_What the task asks:_
The records, repeated exactly and in full, are the expected answer.

[Collected data]
PR #1030, opened 2022-03-31
(feat) add jisho.org

### LINKED ISSUE #1016: Jisho.org (Japanese <-> English dictionary)
**Working URL to the engine**
https://jisho.org

It's the go-to online dictionary for Japanese <->English. It's basically what https://www.naver.com is for Korean, and there's already an engine entry for Naver.

**Features of this engine**
I'm not really sure what I should put here... Uhm, I guess it's fast? And it's a nicely and matter-of-factly designed website? And it's indispensable for anyone having to do anything with Japanese?

**How can Searx fetch the information from this engine?**
Again, not really sure what kind of technical data need to go here because I don't really know how Searx talks to its engines internally, but I suppose this could be a starting point: https://jisho.org/docs

General; or maybe Science, seeing as it's of an academic nature, but all the other dictionaries are in General, so I see no reason to break the tradition.

**Additional Context**
I'm cross-posting this from searx/searx#3194. I'm not entirely sure how SearX and SearXNG inter-relate nowadays, but I can see that many issues are being cross-linked, fixed and cherry-picked between the two projects; so I thought I'd ask this in both trackers and see where that gets me :)

austinhuang0131:
## What does this PR do?

Add https://jisho.org as an engine. Note that this only supports searching words (either English or Japanese input).

example

A longer infobox:

infobox

¯\\_(ツ)\_/¯

`make run test`

## Related issues

Closes #1016

### DIFF
--- a/searx/engines/jisho.py
+++ b/searx/engines/jisho.py
@@ -3,7 +3,6 @@
 Jisho (the Japanese-English dictionary)
 """
 
-import json
 from urllib.parse import urlencode, urljoin
 
 # about
--- a/searx/engines/jisho.py
+++ b/searx/engines/jisho.py
@@ -17,7 +17,6 @@ about = {
 }
 
 categories = ['dictionaries']
-engine_type = 'online_dictionary'
 paging = False
 
 URL = 'https://jisho.org'
@@ -34,19 +33,19 @@ def request(query, params):
 
 def response(resp):
     results = []
-    infoboxed = False
+    first_result = True
 
     search_results = resp.json()
-    pages = search_results.get('data', [])
 
-    for page in pages:
+    for page in search_results.get('data', []):
         # Entries that are purely from Wikipedia are excluded.
-        if page['senses'][0]['parts_of_speech'] != [] and page['senses'][0]['parts_of_speech'][0] == 'Wikipedia definition':
+        parts_of_speech = page.get('senses') and page['senses'][0].get('parts_of_speech')
+        if parts_of_speech and parts_of_speech[0] == 'Wikipedia definition':
             pass
+
         # Process alternative forms
-        japanese = page['japanese']
         alt_forms = []
-        for title_raw in japanese:
+        for title_raw in page['japanese']:
             if 'word' not in title_raw:
                 alt_forms.append(title_raw['reading'])
             else:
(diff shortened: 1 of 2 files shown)


searx/engines/jisho.py
```diff
@@ -0,0 +1,125 @@
...
+from urllib.parse import urlencode, urljoin
+
+# about
+about = {
+    "website": 'https://jisho.org',
+    "wikidata_id": 'Q24568389',
+    "official_api_documentation": "https://jisho.org/forum/54fefc1f6e73340b1f160000-is-there-any-kind-of-search-api",
+    "use_official_api": True,
+    "require_api_key": False,
+    "results": 'JSON',
```
dalf, line 15: Can you add:
`    "language": 'jp',`

searx/engines/jisho.py
```diff
@@ -0,0 +1,125 @@
...
+    params['url'] = SEARCH_URL.format(query=query)
+    logger.debug(f"query_url --> {params['url']}")
+    return params
+
+
+def response(resp):
+    results = []
+    infoboxed = False
+
+    search_results = json.loads(resp.text)
```
dalf: It can simplified:
`search_results = resp.json()`

searx/engines/jisho.py
```diff
@@ -0,0 +1,125 @@
...
+            for pos, engdef, extra in definitions:
+                if pos == 'Wikipedia definition':
+                    infobox_content += '</ul><small>Wikipedia, CC BY-SA 3.0.</small><ul>'
+                if pos == '':
+                    infobox_content += f"<li>{engdef}"
+                else:
+                    infobox_content += f"<li><i>{pos}</i>: {engdef}"
+                if extra != '':
+                    infobox_content += f" ({extra})"
+                infobox_content += '</li>'
```
dalf: Does it always close an `<i>` ?
What about `infobox_content += f" ({extra})"` and `infobox_content += '</ul><small>Wikipedia, CC BY-SA 3.0.</small><ul>'` ?

searx/engines/jisho.py
```diff
@@ -0,0 +1,125 @@
...
+                    ', '.join(defn_raw['parts_of_speech']),
+                    '; '.join(defn_raw['english_definitions']),
+                    extra
+                ))
+            content = ''
+            infobox_content = '''
+                <small><a href="https://www.edrdg.org/wiki/index.php/JMdict-EDICT_Dictionary_Project">JMdict</a> 
+                and <a href="https://www.edrdg.org/enamdict/enamdict_doc.html">JMnedict</a> 
+                by <a href="https://www.edrdg.org/edrdg/licence.html">EDRDG</a>, CC BY-SA 3.0.</small><ul>
+                '''
```
dalf: This is the topic of another issue and PR : the infobox template is missing a field about the license:
https://github.com/searxng/searxng/blob/master/searx/templates/simple/infobox.html

searx/engines/jisho.py
```diff
@@ -0,0 +1,125 @@
...
+            for pos, engdef, extra in definitions:
```
dalf: Would it make sense to use the attributes of the infoboxes: https://github.com/searxng/searxng/blob/d1334beb4fb16beec298f894d75e94b241499e06/searx/templates/simple/infobox.html#L7-L16 ?

dalf (commented):
Some comments here and there

searx/engines/jisho.py
austinhuang0131: You mean `<li>`

> What about `infobox_content += f" ({extra})"`

There always exist `engdef`. Plus `<li>` is always appended since I have both an if and an else

> and `infobox_content += '</ul><small>Wikipedia, CC BY-SA 3.0.</small><ul>'`

At the very top I exclude any entries whose first entry is Wikipedia. My understanding is that the dictionary entries are always before Wikipedia entries.

searx/engines/jisho.py
austinhuang0131: This should be documented imo

searx/engines/jisho.py
austinhuang0131: should it be `ja`?

searx/engines/jisho.py
austinhuang0131: Is it the tables? If so I don't see how this fits into a table...

I generally follow wordnik (`!def`) for the format

return42:
Sorry I haven't had time to test in deep yet, but a first try results in a IndexError:

```
  File "SearXNG/searx/search/processors/online.py", line 143, in search
  File "SearXNG/searx/search/processors/online.py", line 131, in _search_basic
  File "SearXNG/searx/engines/jisho.py", line 43, in response
    if page['senses'][0]['parts_of_speech'][0] != 'Wikipedia definition':
IndexError: list index out of range
```

-----

Should it be

```
engine_type = 'online_dictionary'
```

searx/engines/jisho.py
dalf: It is not a table, rather a list of definition: https://developer.mozilla.org/en-US/docs/Web/HTML/Element/dl

After a quick update, it looks like this:
image.

After a second thought:
* it requires to update worknik too.
* `Noun` should not be inside [<dt> element](https://developer.mozilla.org/en-US/docs/Web/HTML/Element/dt) 

So forget about that.

dalf:
> Should it be `engine_type = 'online_dictionary'` 

yes and no.
* yes, because it would be nice to `en-ja house` to pick the right engine.
* no, because both `!jisho house` or `!jisho 家` and there is no syntax to say "auto detect" to "English" for example (no user query syntax and no implementation).
* no because wordnik and other dictionnaries don't use the `online_dictionnary`.
--> there is a global task about the dictionaries.

@austinhuang0131 > I have refactored the code in https://github.com/dalf/searxng/commit/0e2754e7c6696a6e6fe88d4b800114195c507b36 . Can you have a look?

austinhuang0131:
That's good, you can use it as-is.

dalf:
Merged. Thank you!

Nocifer:
Wow, that's what I'd call a very prompt response. Thank you all for the effort!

_Solution for this task:_
PR #1030, opened 2022-03-31
(feat) add jisho.org

### LINKED ISSUE #1016: Jisho.org (Japanese <-> English dictionary)
**Working URL to the engine**
https://jisho.org

It's the go-to online dictionary for Japanese <->English. It's basically what https://www.naver.com is for Korean, and there's already an engine entry for Naver.

**Features of this engine**
I'm not really sure what I should put here... Uhm, I guess it's fast? And it's a nicely and matter-of-factly designed website? And it's indispensable for anyone having to do anything with Japanese?

**How can Searx fetch the information from this engine?**
Again, not really sure what kind of technical data need to go here because I don't really know how Searx talks to its engines internally, but I suppose this could be a starting point: https://jisho.org/docs

General; or maybe Science, seeing as it's of an academic nature, but all the other dictionaries are in General, so I see no reason to break the tradition.

**Additional Context**
I'm cross-posting this from searx/searx#3194. I'm not entirely sure how SearX and SearXNG inter-relate nowadays, but I can see that many issues are being cross-linked, fixed and cherry-picked between the two projects; so I thought I'd ask this in both trackers and see where that gets me :)

austinhuang0131:
## What does this PR do?

Add https://jisho.org as an engine. Note that this only supports searching words (either English or Japanese input).

example

A longer infobox:

infobox

¯\\_(ツ)\_/¯

`make run test`

## Related issues

Closes #1016

### DIFF
--- a/searx/engines/jisho.py
+++ b/searx/engines/jisho.py
@@ -3,7 +3,6 @@
 Jisho (the Japanese-English dictionary)
 """
 
-import json
 from urllib.parse import urlencode, urljoin
 
 # about
--- a/searx/engines/jisho.py
+++ b/searx/engines/jisho.py
@@ -17,7 +17,6 @@ about = {
 }
 
 categories = ['dictionaries']
-engine_type = 'online_dictionary'
 paging = False
 
 URL = 'https://jisho.org'
@@ -34,19 +33,19 @@ def request(query, params):
 
 def response(resp):
     results = []
-    infoboxed = False
+    first_result = True
 
     search_results = resp.json()
-    pages = search_results.get('data', [])
 
-    for page in pages:
+    for page in search_results.get('data', []):
         # Entries that are purely from Wikipedia are excluded.
-        if page['senses'][0]['parts_of_speech'] != [] and page['senses'][0]['parts_of_speech'][0] == 'Wikipedia definition':
+        parts_of_speech = page.get('senses') and page['senses'][0].get('parts_of_speech')
+        if parts_of_speech and parts_of_speech[0] == 'Wikipedia definition':
             pass
+
         # Process alternative forms
-        japanese = page['japanese']
         alt_forms = []
-        for title_raw in japanese:
+        for title_raw in page['japanese']:
             if 'word' not in title_raw:
                 alt_forms.append(title_raw['reading'])
             else:
(diff shortened: 1 of 2 files shown)


searx/engines/jisho.py
```diff
@@ -0,0 +1,125 @@
...
+from urllib.parse import urlencode, urljoin
+
+# about
+about = {
+    "website": 'https://jisho.org',
+    "wikidata_id": 'Q24568389',
+    "official_api_documentation": "https://jisho.org/forum/54fefc1f6e73340b1f160000-is-there-any-kind-of-search-api",
+    "use_official_api": True,
+    "require_api_key": False,
+    "results": 'JSON',
```
dalf, line 15: Can you add:
`    "language": 'jp',`

searx/engines/jisho.py
```diff
@@ -0,0 +1,125 @@
...
+    params['url'] = SEARCH_URL.format(query=query)
+    logger.debug(f"query_url --> {params['url']}")
+    return params
+
+
+def response(resp):
+    results = []
+    infoboxed = False
+
+    search_results = json.loads(resp.text)
```
dalf: It can simplified:
`search_results = resp.json()`

searx/engines/jisho.py
```diff
@@ -0,0 +1,125 @@
...
+            for pos, engdef, extra in definitions:
+                if pos == 'Wikipedia definition':
+                    infobox_content += '</ul><small>Wikipedia, CC BY-SA 3.0.</small><ul>'
+                if pos == '':
+                    infobox_content += f"<li>{engdef}"
+                else:
+                    infobox_content += f"<li><i>{pos}</i>: {engdef}"
+                if extra != '':
+                    infobox_content += f" ({extra})"
+                infobox_content += '</li>'
```
dalf: Does it always close an `<i>` ?
What about `infobox_content += f" ({extra})"` and `infobox_content += '</ul><small>Wikipedia, CC BY-SA 3.0.</small><ul>'` ?

searx/engines/jisho.py
```diff
@@ -0,0 +1,125 @@
...
+                    ', '.join(defn_raw['parts_of_speech']),
+                    '; '.join(defn_raw['english_definitions']),
+                    extra
+                ))
+            content = ''
+            infobox_content = '''
+                <small><a href="https://www.edrdg.org/wiki/index.php/JMdict-EDICT_Dictionary_Project">JMdict</a> 
+                and <a href="https://www.edrdg.org/enamdict/enamdict_doc.html">JMnedict</a> 
+                by <a href="https://www.edrdg.org/edrdg/licence.html">EDRDG</a>, CC BY-SA 3.0.</small><ul>
+                '''
```
dalf: This is the topic of another issue and PR : the infobox template is missing a field about the license:
https://github.com/searxng/searxng/blob/master/searx/templates/simple/infobox.html

searx/engines/jisho.py
```diff
@@ -0,0 +1,125 @@
...
+            for pos, engdef, extra in definitions:
```
dalf: Would it make sense to use the attributes of the infoboxes: https://github.com/searxng/searxng/blob/d1334beb4fb16beec298f894d75e94b241499e06/searx/templates/simple/infobox.html#L7-L16 ?

dalf (commented):
Some comments here and there

searx/engines/jisho.py
austinhuang0131: You mean `<li>`

> What about `infobox_content += f" ({extra})"`

There always exist `engdef`. Plus `<li>` is always appended since I have both an if and an else

> and `infobox_content += '</ul><small>Wikipedia, CC BY-SA 3.0.</small><ul>'`

At the very top I exclude any entries whose first entry is Wikipedia. My understanding is that the dictionary entries are always before Wikipedia entries.

searx/engines/jisho.py
austinhuang0131: This should be documented imo

searx/engines/jisho.py
austinhuang0131: should it be `ja`?

searx/engines/jisho.py
austinhuang0131: Is it the tables? If so I don't see how this fits into a table...

I generally follow wordnik (`!def`) for the format

return42:
Sorry I haven't had time to test in deep yet, but a first try results in a IndexError:

```
  File "SearXNG/searx/search/processors/online.py", line 143, in search
  File "SearXNG/searx/search/processors/online.py", line 131, in _search_basic
  File "SearXNG/searx/engines/jisho.py", line 43, in response
    if page['senses'][0]['parts_of_speech'][0] != 'Wikipedia definition':
IndexError: list index out of range
```

-----

Should it be

```
engine_type = 'online_dictionary'
```

searx/engines/jisho.py
dalf: It is not a table, rather a list of definition: https://developer.mozilla.org/en-US/docs/Web/HTML/Element/dl

After a quick update, it looks like this:
image.

After a second thought:
* it requires to update worknik too.
* `Noun` should not be inside [<dt> element](https://developer.mozilla.org/en-US/docs/Web/HTML/Element/dt) 

So forget about that.

dalf:
> Should it be `engine_type = 'online_dictionary'` 

yes and no.
* yes, because it would be nice to `en-ja house` to pick the right engine.
* no, because both `!jisho house` or `!jisho 家` and there is no syntax to say "auto detect" to "English" for example (no user query syntax and no implementation).
* no because wordnik and other dictionnaries don't use the `online_dictionnary`.
--> there is a global task about the dictionaries.

@austinhuang0131 > I have refactored the code in https://github.com/dalf/searxng/commit/0e2754e7c6696a6e6fe88d4b800114195c507b36 . Can you have a look?

austinhuang0131:
That's good, you can use it as-is.

dalf:
Merged. Thank you!

Nocifer:
Wow, that's what I'd call a very prompt response. Thank you all for the effort!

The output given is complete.